The close of the festival for me was the reunion of one of WOMAD’s favourite bands, the Afro Celt Sound System who returned after a 10-year break. They came to celebrate their 15th anniversary and launch of a retrospective CD. The Pogues and Afro Celt multi-instrumentalist, James McNally told us, “The band were born in the Whirl-y-Gig tent,” that long-gone psychedelic den which launched a genre of cross-cultural collaborations. Music without Borders is their category, and their music a model of enduring brilliance and collaborations. This was a non-stop, racing performance which exploded to a different level when the turbaned kit drummer Johnny Kalsi, leapt up and strapped on a thunderous dhol drum (the rhythymic voice of bhangra).
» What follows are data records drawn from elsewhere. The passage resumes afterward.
Issue #184, opened 2021-07-12
Question: Any test/doc about thread safety when using this gem?


PikachuEXE:
I shared this gem on Reddit and someone ask for thread safety:
https://old.reddit.com/r/rails/comments/oglovy/introducing_memowise/

I am not very concerned for my own use but would be good to have something for it.

ms-ati:
Thread-safety of **zero-args** methods
- Pending spec in #225 
- Fix for thread-safety in #224 
- TODO: Document and add spec demonstrating that an unmemoized method may be called multiple times under contention  between threads, and one of the return values will be set as the memoized value

PR #225, opened 2021-11-10
Add spec of thread-safety accessing zero-arg method

ms-ati:
See discussion in #224

### DIFF
--- a/spec/thread_safety_spec.rb
+++ b/spec/thread_safety_spec.rb
@@ -1,0 +1,36 @@
+# frozen_string_literal: true
+
+RSpec.describe "thread safety" do # rubocop:disable RSpec/DescribeClass
+  context "when two threads accessing unmemoized zero-args method" do
+    let(:thread_return_values) do
+      any_nils = ->(a) { a.any?(&:nil?) }
+
+      check_repeatedly(condition_proc: any_nils) do
+        instance = class_with_memo.new
+        threads = Array.new(2) { Thread.new { instance.first_thread_id } }
+        threads.map(&:value)
+      end
+    end
+
+    let(:class_with_memo) do
+      Class.new do
+        prepend MemoWise
+
+        def first_thread_id
+          Thread.pass # trigger a race condition even on MRI
+          Thread.current.object_id
+        end
+        memo_wise :first_thread_id
+      end
+    end
+
+    # Tip of the hat to @jeremyevans for finding and fixing a race condition
+    # which caused accidental `nil` values to be returned under contended calls
+    # to unmemoized zero-args methods.
+    #   * See https://github.com/panorama-ed/memo_wise/pull/224
+    it "does not return accidental nil value to either thread" do
+      pending("fix for zero-arg race condition in #224")
+      expect(thread_return_values).not_to include(nil)
+    end
+  end
+end
--- a/spec/spec_helper.rb
+++ b/spec/spec_helper.rb
@@ -46,6 +46,7 @@ require "bundler/setup"
 require "memo_wise"
 
 # Support code for tests
+require "support/check_repeatedly"
 require "support/define_methods_for_testing_memo_wise"
 require "support/shared_context_for_instance_methods"
 require "support/shared_context_for_class_methods_via_self_dot"
--- a/spec/support/check_repeatedly.rb
+++ b/spec/support/check_repeatedly.rb
@@ -1,0 +1,33 @@
+# frozen_string_literal: true
+
+# Helper method repeatedly checks for a probabilistically occurring condition
+# by running the given block until either:
+#   (a) given condition is detected, or
+#   (b) max number of seconds have elapsed.
+#
+# When adding tests for race conditions, we choose to implement time-limited
+# probabilistic test cases, so that rarely-occurring cases might be detected
+# over time in CI runs, without slowing down a single run of the test suite
+# too much.
+#
+# @param condition_proc [Proc]
+#   Condition proc to check against yielded values, will stop repeating and
+#   return if this returns `true`.
+#
+# @param up_to_max_secs [Numeric]
+#   Max number of seconds to run, default: 1.
+#
+# @yieldreturn [Object]
+#   Return value of given block is checked against given condition on each
+#   iteration. Final value will be returned to caller.
+#
+# @return [Object]
+#   Returns the final return value of the given block.
+def check_repeatedly(condition_proc:, up_to_max_secs: 1.0)
+  time_max = Time.now.utc + up_to_max_secs
+
+  loop do
+    value = yield
+    return value if condition_proc.call(value) || Time.now.utc > time_max
+  end
+end


ms-ati:
cc @JacobEvelyn @jemmaissroff this is a pending spec for the thread-safety issue identified and fixed by @jeremyevans in #224 -- appreciate your review, so we can merge this pending spec before the fix?

spec/thread_safety_spec.rb
```diff
@@ -0,0 +1,46 @@
...
+  context "when two threads accessing unmemoized zero-args method" do
+    # Tip of the hat to @jeremyevans,
+    # see https://github.com/panorama-ed/memo_wise/pull/224
+    let(:thread_return_values) do
+      thread_return_values = [nil, nil]
+
+      1000.times do
+        instance = class_with_memo.new
+
+        threads = Array.new(2).map do
```
jemmaissroff, line 13: I think the `map` is superfluous with `Array.new(2)` as well. `Array#new` can optionally take a block, so we could do:

```ruby
Array.new(2) do
   ...
end
```

spec/thread_safety_spec.rb
```diff
@@ -0,0 +1,46 @@
...
+          Thread.new { instance.return_first_thread_id }
+        end
+
+        thread_return_values = threads.map(&:value)
```
jemmaissroff, line 17: Do we need to define `threads` at all, or could the above become:

```ruby
thread_return_values = Array.new(2) do
  Thread.new { instance.return_first_thread_id }
end.map(&:value)
```

spec/thread_safety_spec.rb
```diff
@@ -0,0 +1,46 @@
+# frozen_string_literal: true
+
+RSpec.describe "thread safety" do # rubocop:disable RSpec/DescribeClass
+  context "when two threads accessing unmemoized zero-args method" do
+    # Tip of the hat to @jeremyevans,
+    # see https://github.com/panorama-ed/memo_wise/pull/224
+    let(:thread_return_values) do
```
jemmaissroff, line 7: I think this whole block could be simplified to

```ruby
let(:thread_return_values) do
  instance = class_with_memo.new

  Array.new(2) do
    Thread.new { instance.return_first_thread_id }
  end.map(&:value)
end
```

Rationale:
* Now that it's deterministic, we don't need the `1000.times` block
* `Array#new` takes an optional block, so we don't need the `#map` there too
* We don't need the break condition anymore
* No need to define `threads` or `thread_return_values`

spec/thread_safety_spec.rb
```diff
@@ -0,0 +1,46 @@
...
+          Thread.pass # trigger a race condition even on MRI
+          Thread.current.object_id
+        end
+        memo_wise :return_first_thread_id
+      end
+    end
+
+    # TODO: Pending proposed fix in #224, remove this comment and enable spec
+    pending "returns the same memoized non-nil thread id in each thread" do
+      expect(thread_return_values[0]).to eq(thread_return_values[1])
```
jemmaissroff, line 42: I think this test will still fail even with @jeremyevans's fix. The rationale is that both threads will still hit this line:
```ruby
ret = @_memo_wise[#{index}] = #{original_memo_wised_name}
```
at roughly the same time, and still therefore get different values from their respective `return_first_thread_id` calls.

The case that Jeremy's PR has fixed is the nil case - neither will have a `nil` value. Do we also want to address this first case and ensure that both threads have the same memoized values? If so, might we need to use a Mutex or something like that (presumably at a performance cost in the non-memoized case) to lock the `@_memo_wise` cache?

jemmaissroff (changes requested):

spec/thread_safety_spec.rb
jeremyevans: I think it's expected that any method that is cached should return the same value no matter which thread is calling it.  The test breaks that assumption.  Maybe the test should just check that the value returned is not nil, because in the failure case before my fix, `nil` should be returned if the race is lost.

spec/thread_safety_spec.rb
ms-ati: @jemmaissroff while it is true that in the current code and test, we can indeed reliably reproduce the race on the first iteration, are you sure it's best to leave that assumption in place for an on-going regression test? In general, when leaving tests for previous race conditions in code, my norm has been to leave enough iterations up to 1 or 2 seconds of test time, so that if we every have a case that occurs probabilistically, which is the norm, we will eventually catch it in CI.

I'm open to thoughts either way! I just don't want my "success" here in triggering on the first iteration to have too much influence in how we think about designing race condition regression tests, if that makes sense.

spec/thread_safety_spec.rb
ms-ati: 😝  I was hoping nobody would see that until we went to enable this test on Jeremy's PR

ms-ati: (I was hoping to drive an explicit decision on this point within the context of his proposed fix)

What if I split the assertions into two, separate pending specs? And we can discuss whether Jeremy's PR should close one of them, and the other can be addressed in a separate PR, or converted to a documentary spec that shows that we expect possibly multiple values when the memoization is contended? (which to be clear is an acceptable design decision, that we simply need to document if so)

ms-ati: @jeremyevans looks like we "typed past each other" here, as you can see in the timestamps of our comments above ;)

So to playback what we are all saying: this test has two distinct expectations.

Split-tracking:

- (a) Test of accidental `nil`
  - Proposal: Separate to its own test + remove `pending` as part of Jeremy's PR that fixes it?

- (b) Test of same return value when the memoization is contended
  - Option 1: Remove this test entirely
  - Option 2: Change test to be documentary - that this issue exists and should be expected
  - Option 3: Separate `pending` test - and plan to introduce a separate fix per Jeremy's description of the expectation above that we should not return different values when memoization is contended

Re-reading what everyone wrote above, what do we think about (a) separating, and (b-3) leaving a separate pending test in place to address the contended values issue in a different PR?

jeremyevans: I personally see no value in testing behavior for a non-idempotent method.  Nobody should be using caching for non-idempotent methods.  So I would only check that the race condition is fixed (the test for non-nil results on a method that returns non-nil).

ms-ati: I am totally fine removing this case entirely for now. 

I suspect that, per #184, we must eventually document what happens in contended cases, for example:

- Queries of external state
  - Should reading data in from a web request, database query, or file be memoized?
  - If so, what is the actual vs expected behavior, when contended queries generate different query results?

Unless I hear back differently from @jemmaissroff or @JacobEvelyn, I will plan to remove this test case for now, and we can discuss under #184.

JacobEvelyn: Thanks for the thoughts, @ms-ati @jeremyevans @jemmaissroff ! I don't have strong feelings on what the behavior should be for nondeterministic methods, so I'm happy to defer to you three on either providing a stronger consistency guarantee or simply changing the test to confirm that the results are not `nil`. I agree with @ms-ati that we should document the behavior wherever we land.

spec/thread_safety_spec.rb
JacobEvelyn: I don't think I have strong feelings here. I see the argument for letting this run for a while to catch nondeterministic failures, but I also think @jemmaissroff 's point about simplifying this if the failure _is_ deterministic makes sense. I'd be happy with either:

- simplifying the test as @jemmaissroff suggests
- keeping the code as-is and adding a comment explaining the rationale that @ms-ati outlined above

ms-ati: Request for re-review @jemmaissroff -- I've extracted code and added comments to provide a rationale for time-limited probabilistic testing strategy for race conditions. What do you think?

spec/thread_safety_spec.rb
ms-ati: Per discussion above, I've removed the test of same return value under contended memoization, we can discuss this separately.

spec/thread_safety_spec.rb
jemmaissroff: Since this race condition reproduction is deterministic, I personally was confused by the repetition here.

Although I can admire the elegance of `check_repeatedly`, it seems to me to be over-engineering in this case and solving for a problem that we don't currently have. If we at some future point either have a race condition which we need to repeatedly run to reproduce, or this race condition for some reason requires repetition, this method looks perfect.

In the absence of this however, I think the repetition here overcomplicates and makes it harder to reason about a test which only requires one iteration to accomplish its goal.

ms-ati: @jemmaissroff Ok, it seems like you would advocate for not having the practice for time-limited probabilistic testing in place until we have discovered a race condition which manifests probabilitically?

I thought having this in place in this new file `thread_safety.rb` would lower the work required for us to add tests for other race conditions, as we work to land thread-safety and documentation of thread contention behavior across the project.

So is there a natural tension between these interests?

1. Avoid engineering test code for probabilistic race conditions until we have one at hand
2. Make it easier to detect and add tests for probabilistic race conditions

jemmaissroff: I might be missing context here - do we have plans to add any other race condition tests? Or to do more work on creating more race condition tests?

ms-ati: _To be clear: I am happy removing this machinery for now!_

I am hoping to reach alignment on whether there are distinct interests at play in this decision? Are we choosing to serve 1 over 2, or are saying that 2 is not a valid interest ("over-engineering" and "overcomplicates")?

jemmaissroff: Yes, I am aligned with removing it.

I'm trying to understand whether 2 is a valid interest. My assumption earlier in this thread was that we don't have plans to add other race condition tests, and so under that assumption I suggested that it is overcomplicating our codebase. When you outlined the interests, it made me realize I had made this assumption, and so I'm looking for clarity on whether we do have plans to add more race condition tests or not. 

If we don't have plans to do this, I would say yes, accommodating a case that doesn't exist is not a valid interest.

If we do have plans to do this, I'm interested in hearing more about this before I feel equipped to judge which interest we should prioritize.

ms-ati: Ah ok, thanks for clarifying @jemmaissroff. I had been under the assumption that this was the beginning of a series of work to eventually fully answer #184 -- and I had been imagining adding test coverage for potential races across all of the memoization code paths.

But I find it very persuasive that such tooling can wait at least one more PR, since this is the very first, none of those other plans might happen, and it isn't needed for just this PR.

I'll remove it for now and we can revisit if we do end up moving forward with thread-safety tests across all of the memoization paths.

ms-ati: @jemmaissroff Removed as discussed, please re-review?

ms-ati: Well 😆 the joke is on us @jemmaissroff @JacobEvelyn -- in fact, it appears that the issue is not actually deterministic, just appears often. So in fact, trying it once is not enough, as you can see from these CI failures: https://github.com/panorama-ed/memo_wise/runs/4231683800?check_suite_focus=true

Q: Shall I return the machinery for time-limited probabilistic tests then?

spec/thread_safety_spec.rb
```diff
@@ -0,0 +1,36 @@
...
+        threads = Array.new(2) { Thread.new { instance.return_first_thread_id } }
+        threads.map(&:value)
+      end
+    end
+
+    let(:class_with_memo) do
+      Class.new do
+        prepend MemoWise
+
+        def return_first_thread_id
```
JacobEvelyn, line 19: Nitpick: I wonder if a more "Rubyesque" name would just be `first_thread_id`.

JacobEvelyn (approved):
LGTM with one optional change. Would like @jemmaissroff 's review on this too before merging.

spec/thread_safety_spec.rb
ms-ati: Done!

jemmaissroff (approved):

He rushed around the stage, in conversation with the high-pitched, chattering drum, dropped the volume to meet the bodhran player’s softer rhythms, weaved amongst the prancing, spirit-like Fulani dancer, Demba Barry, then at a whim paused the organised chaos, to allow a chiming cascade of notes from N'Faye Kouyate‘s kora and Simon Emmerson’s psychedelic bluesy abstract electric guitar melodies. Phew. Every song brought an upsurge of energy in an almost orchestral collusion. Unlike the performance of Justin Adams and Juldeh Camara, this music is not transcendental but Afro Celts operates as an organism, truly genetically mutant and their magic is euphoric and equally enduring. A magical ending to my weekend, I look back on it as a place to suspend reality, watch musicians you’ve never heard of as well as those you love, and hand over to fun. Forget the real world: this is a utopia where politics and issues are everywhere, often subtle and unspoken, but always sneakily underlying it all. Thanks to Peter Gabriel and the team at WOMAD's continuing passion, and long may it last.